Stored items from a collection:
[Start of section]

PR #110, opened 2026-05-24
Expose `YARN_VERSION` and `YARN_SHA256`

### LINKED ISSUE #105: Expose version of vendored yarn
### Problem

Downstreams like `jupyterlab` and `notebook` need to declare their effective version of `"packageManager'; yarn@XXX` to integrate properly with other tools like `dependabot`. 

### Proposed Solution

Expose a top-level `YARN_VERSION` in the python and js side of the house.

Bonus: `YARN_SHA256`, with a test of the built wheel to validate this. Runtime validation is probably a bridge too far.

### Additional context

If exposed, this could be used by downstream linters and tests.

See also #104

Darshan808:
### Description

Expose Yarn version from the vendored `yarn.js` at import time and also compute and expose its SHA256 hash.

Currently, the generated hash matches the upstream Yarn 3.5.0 release. Once PR #109 is merged, the bundled `yarn.js` will diverge, and the hash will become specific to Jupyter Builder rather than any standard Yarn release.


jupyter_builder/_yarn_info.py
```diff
@@ -0,0 +1,25 @@
...
+
+# Minified yarn berry embeds the version as: YarnVersion:()=>VarName ... var VarName="x.y.z"
+_match = re.search(rb"YarnVersion:\(\)=>(\w+)", _yarn_bytes)
+if _match:
+    _var = re.escape(_match.group(1))
+    _match = re.search(rb"var " + _var + rb'="([^"]+)"', _yarn_bytes)
+
+if not _match:
+    msg = "Could not extract YARN_VERSION from vendored yarn.js"
+    raise RuntimeError(msg)
```
krassowski, line 22: This looks a bit fragile, I think a minimum countermeasure would be adding a test case for this.

jupyter_builder/_yarn_info.py
```diff
@@ -0,0 +1,25 @@
...
+"""Yarn version and integrity information for the vendored yarn.js."""
+
+from __future__ import annotations
+
+import hashlib
+import re
+from pathlib import Path
+
+_yarn_js = Path(__file__).resolve().parent / "yarn.js"
+_yarn_bytes = _yarn_js.read_bytes()
```
fleming79, line 12: Consider deleting this when it is no longer required as it takes significant memory to store.

jupyter_builder/_yarn_info.py
```diff
@@ -0,0 +1,25 @@
...
+_match = re.search(rb"YarnVersion:\(\)=>(\w+)", _yarn_bytes)
+if _match:
+    _var = re.escape(_match.group(1))
+    _match = re.search(rb"var " + _var + rb'="([^"]+)"', _yarn_bytes)
+
+if not _match:
+    msg = "Could not extract YARN_VERSION from vendored yarn.js"
+    raise RuntimeError(msg)
+
+YARN_VERSION: str = _match.group(1).decode()
```
fleming79, line 24: I recommend storing the version and hash as constants and comparing the hash instead with an assertion. If the hash hasn't changed, the version will be correct.

fleming79 (commented):
Some comments for consideration.

Darshan808:
I see that currently jupyterlab, notebook and other downstream extensions must use:
```json
"packageManager": "yarn@3.5.0"
```
in their `package.json` for tools like dependabot and others to function properly.

So these exported constant enables open few possibilities:

1. **jupyterlab** can extend `jlpm integrity` to treat `packageManager` as a managed field, checked against the value exported from `jupyter-builder`.
2. For extensions, I'm not entirely sure what the best approach would be. We could leave it up to extensions to add a CI test that checks they are using the expected packageManager value. Alternatively, jupyter-builder itself could validate this during the build and emit a warning such as:
```
   package.json declares "packageManager": "yarn@3.5.0", but this build uses yarn 4.9.1.
```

[End of section]

• [WHAT YOU WILL DO]: The lines to return begin at the first line of the records and end at the line holding "Expose Yarn version"; please return them exactly, including both, and nothing beyond.

• [COMPLETED TASK]:
PR #110, opened 2026-05-24
Expose `YARN_VERSION` and `YARN_SHA256`

### LINKED ISSUE #105: Expose version of vendored yarn
### Problem

Downstreams like `jupyterlab` and `notebook` need to declare their effective version of `"packageManager'; yarn@XXX` to integrate properly with other tools like `dependabot`. 

### Proposed Solution

Expose a top-level `YARN_VERSION` in the python and js side of the house.

Bonus: `YARN_SHA256`, with a test of the built wheel to validate this. Runtime validation is probably a bridge too far.

### Additional context

If exposed, this could be used by downstream linters and tests.

See also #104

Darshan808:
### Description

Expose Yarn version from the vendored `yarn.js` at import time and also compute and expose its SHA256 hash.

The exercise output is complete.